Bei Bedarf wird die URI dann ausgewertet und die fehlenden Dateien nachgeladen.
Schau dir einfach mal die XML Struktur deiner Dateien an, dann müsstest du mehr wissen.


----------



## Paule (16. Okt 2007)

Ja stimmt.

Weißt Du zufällig wie man an das Model der Datei herankommt? Sprich so, dass ich irgendwie eine Instanz des Models habe und damit ganz normal weiterarbeiten kann.
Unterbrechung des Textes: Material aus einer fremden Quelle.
PR #158, opened 2016-10-05
Implement navigator.vrEnabled

brianchirls:
Refer to the [spec](https://w3c.github.io/webvr/#navigator-vrenabled-attribute)

This will be necessary when running a webvr page inside an iframe that may or may not have the appropriate permissions to access webvr devices. The iframe needs to detect when it does not have permission so it can pop out into a new window or otherwise notify the user that VR is not supported.

Because of the nature of the polyfill, this behaves a little bit differently from the native implementation. Natively, `navigator.vrEnabled` requires an iframe to have the `allowvr` attribute set, but since the polyfill uses full screen instead, in this case it will require the `allowfullscreen` attribute (and/or prefixed alternatives for older browser versions).

Note: Currently, neither Firefox nor Chromium implements this property natively, but presumably they will before release, since it's in the spec.

### DIFF
--- a/build/webvr-polyfill.js
+++ b/build/webvr-polyfill.js
@@ -5621,6 +5621,18 @@ WebVRPolyfill.prototype.enablePolyfill = function() {
 
   // Provide the VRDisplay object.
   window.VRDisplay = VRDisplay;
+
+  // Provide vrEnabled
+  var that = this;
+  Object.defineProperty(navigator, 'vrEnabled', {
+    get: function () {
+      return that.isCardboardCompatible() &&
+        (document.fullscreenEnabled ||
+          document.mozFullScreenEnabled ||
+          document.webkitFullscreenEnabled ||
+          false);
+    }
+  });
 };
 
 WebVRPolyfill.prototype.enableDeprecatedPolyfill = function() {
--- a/build/webvr-polyfill.js
+++ b/build/webvr-polyfill.js
@@ -5622,11 +5622,11 @@ WebVRPolyfill.prototype.enablePolyfill = function() {
   // Provide the VRDisplay object.
   window.VRDisplay = VRDisplay;
 
-  // Provide vrEnabled
-  var that = this;
+  // Provide navigator.vrEnabled.
+  var self = this;
   Object.defineProperty(navigator, 'vrEnabled', {
     get: function () {
-      return that.isCardboardCompatible() &&
+      return self.isCardboardCompatible() &&
         (document.fullscreenEnabled ||
           document.mozFullScreenEnabled ||
           document.webkitFullscreenEnabled ||
--- a/src/webvr-polyfill.js
+++ b/src/webvr-polyfill.js
@@ -97,10 +97,10 @@ WebVRPolyfill.prototype.enablePolyfill = function() {
   window.VRDisplay = VRDisplay;
 
   // Provide navigator.vrEnabled.
-  var that = this;
+  var self = this;
   Object.defineProperty(navigator, 'vrEnabled', {
     get: function () {
-      return that.isCardboardCompatible() &&
+      return self.isCardboardCompatible() &&
         (document.fullscreenEnabled ||
           document.mozFullScreenEnabled ||
           document.webkitFullscreenEnabled ||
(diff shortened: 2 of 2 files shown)


src/webvr-polyfill.js
```diff
@@ -95,6 +95,18 @@ WebVRPolyfill.prototype.enablePolyfill = function() {
 
   // Provide the VRDisplay object.
   window.VRDisplay = VRDisplay;
+
+  // Provide vrEnabled
+  var that = this;
+  Object.defineProperty(navigator, 'vrEnabled', {
+    get: function () {
+      return that.isCardboardCompatible() &&
```
cvan: perhaps just have a separate `var` for this boolean outside so you don't have to inherit the entire scope?

src/webvr-polyfill.js
```diff
@@ -95,6 +95,18 @@ WebVRPolyfill.prototype.enablePolyfill = function() {
 
   // Provide the VRDisplay object.
   window.VRDisplay = VRDisplay;
+
+  // Provide vrEnabled
+  var that = this;
+  Object.defineProperty(navigator, 'vrEnabled', {
```
brianchirls: I thought about that. I suppose it makes sense if we can come up with a reliable way to detect it. Maybe request VR displays and return `false` if there's an error? What do you think?

Note that this needs to detect every time, since the attribute on the iframe could change at any time.

src/webvr-polyfill.js
```diff
@@ -95,6 +95,18 @@ WebVRPolyfill.prototype.enablePolyfill = function() {
 
   // Provide the VRDisplay object.
   window.VRDisplay = VRDisplay;
+
+  // Provide vrEnabled
```
cvan: end w/ period to be consistent

cvan: and I'd say `navigator.vrEnabled`

src/webvr-polyfill.js
```diff
@@ -95,6 +95,18 @@ WebVRPolyfill.prototype.enablePolyfill = function() {
...
+  var that = this;
+  Object.defineProperty(navigator, 'vrEnabled', {
+    get: function () {
+      return that.isCardboardCompatible() &&
+        (document.fullscreenEnabled ||
```
brianchirls: I'm not sure I'm following you. I haven't bothered to implement anything here for the deprecated API. I could do that if you think it's useful. But from the spec, I don't think `vrEnabled` requires any actual devices to be connected. I think permission on the context is sufficient, which would mean 1) having the required iframe attributes and 2) HTTPS. Full screen permission should be a valid proxy for both of those.

src/webvr-polyfill.js
cvan: disregard this above comment; I see from your other comment

src/webvr-polyfill.js
brianchirls: Fixed. I don't know why github isn't hiding these comments.

brianchirls:
For reference, here is the bugzilla ticket for implementation of `navigator.vrEnabled` in Firefox:
https://bugzilla.mozilla.org/show_bug.cgi?id=1306434

src/webvr-polyfill.js
cvan: oh, sorry I'm getting confused with the old API - conflating it with Fullscreen for WebVR 1.0 `<iframe allowvr>`. our naming doesn't help heh

build/webvr-polyfill.js
```diff
@@ -5621,6 +5621,18 @@ WebVRPolyfill.prototype.enablePolyfill = function() {
 
   // Provide the VRDisplay object.
   window.VRDisplay = VRDisplay;
+
+  // Provide vrEnabled
```
cvan: need to rebuild the source one more time

src/webvr-polyfill.js
cvan: this all sounds good to me now

src/webvr-polyfill.js
```diff
@@ -95,6 +95,18 @@ WebVRPolyfill.prototype.enablePolyfill = function() {
 
   // Provide the VRDisplay object.
   window.VRDisplay = VRDisplay;
+
+  // Provide navigator.vrEnabled.
+  var that = this;
```
cvan: nit: `self` is used [elsewhere](https://github.com/brianchirls/webvr-polyfill/blob/28d66968/src/webvr-polyfill.js#L135)

borismus:
LGTM. Thanks!

PR #161, opened 2016-10-07
Added possibility to disable wakelock

cnspaha:


borismus:
Why would you want to disable wakelock?

cnspaha:
The problem I have is on iOS. 
It uses `window.location = window.location; window.stop()`
and my problem is, that sometimes my Cordova SPA is getting reloaded due to this code, seems like the window.location is sometimes faster than the window.stop, dunno...
and this is absolutely not acceptable for UX, when u are in VR and suddenly the app is getting reloaded.... So I want to disable this method for wakelock and use the cordova-plugin insomnia for native wakelock, or better I already do in our SPA.
you understand my point?

borismus:
I think Cordova usage is pretty exotic. I don't think we should add this
extra flag, sorry.

cnspaha:
I get your point, that the usage of Cordova paired with WebVR might be a bit exotic, but even then it wouldn't hurt to add a flag to disable the wakelock? Of course the default should be that the wakelock already implemented in the polyfill should be used.

build/webvr-polyfill.js
```diff
@@ -140,7 +140,10 @@ function VRDisplay() {
   this.fullscreenChangeHandler_ = null;
   this.fullscreenErrorHandler_ = null;
 
-  this.wakelock_ = new WakeLock();
+  if (!WebVRConfig.DISABLE_WAKELOCK) {
+    var WakeLock = _dereq_('./wakelock.js');
```
borismus: Also not at all a fan of this.

PR #170, opened 2016-11-01
Fixed error in strict mode

MrSlide:
The function `mat4_invert` was being assigned to a variable that was not declared, causing errors when in strict mode. It caused me problems when importing the module with Rollup.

Bis jetzt habe ich die XML Struktur ausgewertet und mir so z.B. die verlinkten Resourcen besorgt.  Aber das geht doch sicher auch etwas schöner, oder?

MfG!!


----------



## Wildcard (16. Okt 2007)

Der einfachste Weg dürfte über die Klasse EMFUtil führen.


----------



## Paule (16. Okt 2007)

Ok danke, werd ich mir gleich mal angucken.


----------



## Paule (16. Okt 2007)

Ehm blöde Frage 
Ich denke Du meinst diese Klasse hier:  EMFUtil zumindest scheint die Klasse das zu können, was ich möchte. Nur wo versteckt sich die Klasse denn? Ich wollte in der Plugin.xml eine dependency hinzufügen, nur leider gibt es kein package, dass mit org.eclipse.hyades (usw) beginnt.
Hab jetzt schon ne Weile gegoogelt allerdings dabei nichts brauchbares gefunden außer immer wieder die Dokumentation zur Klasse (siehe Link).


----------



## Wildcard (16. Okt 2007)

Verzeihung, ich meinte EcoreUtil. Aber mal blöd gefragt, wozu das ganze eigentlich? 
Du hast doch vermutlich eReferences in deinem Model, oder?
EMF sollte diese Referenzen doch automatisch auflösen.
Das sind doch auch eObjects, warum nicht einfach eObject.eResource oder eContainer?  ???:L


----------



## Paule (17. Okt 2007)

Bei meiner letzten Frage ging es mir gar nicht speziell um die Referenzen.
Kurz zum Ablauf mines Plugins: Es wird im Vorfeld ein Model und damit ja auch eine Datei erstellt. Diese kann man per Rechtsklick anklicken und wenn man aus dem Kontextmenü den passenden Eintrag auswählt, dann startet mein Plugin.
Dabei habe ich dann Zugriff auf ein ISelection Objekt woraus ich mir ein IFile Objekt erstelle. Aus diesem IFile möchte ich gerne das Model haben.
Sollte ih dieses Model erst einmal haben, brauche ich die Refernzen nicht mehr selbst auflösen (wie bisher), das macht dann ja EMF für mich.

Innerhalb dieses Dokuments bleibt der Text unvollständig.